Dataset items
Issue #270, opened 2016-11-23
Time is changed when PDF is generating


1manfactory:
### I have this problem/would like to have this functionality
I am logging all my generating processes to keep track of errors. I came across a jump back in time when mpdf is called.

### These are mPDF and PHP versions I am using
mPDF 6.1
PHP 5.4.45

### This is a PHP code snippet I use

```
$started=date("H:i:s");
print $started."<br>\n";

require_once '../../mpdf61/mpdf.php';

$mpdf = new Mpdf();
$mpdf->WriteHTML('<p style="font-size:4em;">Started: '.$started.'</p>');
$mpdf->WriteHTML('<p style="font-size:4em;">Now: '.date("H:i:s").'</p>');
$mpdf->Output('./time.pdf');

print date("H:i:s")."<br>\n";
?>

```
This is the output on my screen:
```
19:40:30
18:40:30
```

It's the same in the attached file.
[time.pdf](https://github.com/mpdf/mpdf/files/609724/time.pdf)

And to make it worse, the process keeps it's now wrong time so even when I am finished with generating PDF files I am still on the wrong time.

1manfactory:
Ok. I had to fix it with setting the time zone back again immediately after including mpdf. But it's still strange.

> require_once '../../mpdf61/mpdf.php';
> date_default_timezone_set('Europe/Berlin');

finwe:
Yes, mPDF up to 6.1 changes the timezone to prevent warnings about the timezone not being set. This is now removed in development.

Issue #137, opened 2016-05-25
Directive for date.timezone


duskohu:
Hi, why do you have this directive?
```
if(function_exists("date_default_timezone_set")) {
	if (ini_get("date.timezone")=="") { date_default_timezone_set("Europe/London"); }
}
```
For example, when I have on server:
```
var_dump(date_default_timezone_get()); >> Europe/Prague
var_dump(ini_get("date.timezone")); >> false
```
This directive change my timezone.

finwe:
see https://github.com/mpdf/mpdf/issues/27, the code will be removed in future major version.

Issue #27, opened 2015-06-12
Mpdf change timezone even if timezone is set


kravcik:
I made some step-by-step test, where is problem with timezone on production server. 

1.
Server setting timezone "Europe\Prague"
date_default_timezone_get(); //Europe/Prague

2.
Framework (Nette) setting timezone "Europe\Prague"
date_default_timezone_get(); //Europe/Prague

3.
Loading mPdf by autoload
date_default_timezone_get(); //Europe/London

4.
Comment lanes:
//if(function_exists("date_default_timezone_set")) {
	//if (ini_get("date.timezone")=="") { date_default_timezone_set("Europe/London"); }
//}
date_default_timezone_get(); //Europe/Prague

rzds:
I have the same problem with mPDF.
Can you please explain why you need to set a default timezone inside the library?

finwe:
I don't know the reason that the original author of the library had. This really is a bug (or better an undesirable behaviour) and entire timezone alteration by the library will be removed in the future versions.

culunvb:
hi all, i have the same problem, create a new variable with date("Y-m-d") before i defined mpdf class, it work's fine.

maybe this help u all
thx

PR #892, opened 2018-10-23
Remove timezone override, to avoid conflict when mpdf is used with other libraries

enriquelacoma:
As said on issues:

- https://github.com/mpdf/mpdf/issues/27
- https://github.com/mpdf/mpdf/issues/270
- https://github.com/mpdf/mpdf/issues/137

The file mpdf.php forces the timezone, we have found that this causes problems when we use this with other libraries, for example on this drupal module https://www.drupal.org/project/print overrides the timezone of the site.

### DIFF
--- a/mpdf.php
+++ b/mpdf.php
@@ -90,12 +90,6 @@ $errorlevel = error_reporting($errorlevel & ~E_NOTICE);
 
 //error_reporting(E_ALL);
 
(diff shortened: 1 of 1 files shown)


finwe:
6.x branch is frozen and changes are no longer accepted. Upgrade to version 7 where this is already solved.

**Work to complete:** Show every line in the records above that contains the word "print".

**Answer space:**
print $started."<br>\n";
print date("H:i:s")."<br>\n";
The file mpdf.php forces the timezone, we have found that this causes problems when we use this with other libraries, for example on this drupal module https://www.drupal.org/project/print overrides the timezone of the site.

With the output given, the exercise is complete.